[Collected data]

PR #633, opened 2022-08-27
Fix: IndexError: string not matched

hrdwdmrbl:
Issue: A settings file, for example `{foo: "bar"}` could exist. It could be missing a property "foo.baz". The checker will attempt to write `{foo: {baz: "TODO"}}`. However, the write will fail because the value of "foo" is not a Hash but a String.
The simplest solution is to re-write the value of "foo" to be a Hash `{foo: {}}` and then write the rest of the nested value (in this case, `{baz: "TODO"}`).

Caution: This could be lossy. However, I believe that the assumption is that source control is in place already.


Precha24 (approved):
Good, thanks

## Work required
Only the line containing "The simplest solution" and the lines after it, up to and including the last line of the data, should appear in the answer, exactly as written.

## Result for this exercise
The simplest solution is to re-write the value of "foo" to be a Hash `{foo: {}}` and then write the rest of the nested value (in this case, `{baz: "TODO"}`).

Caution: This could be lossy. However, I believe that the assumption is that source control is in place already.


Precha24 (approved):
Good, thanks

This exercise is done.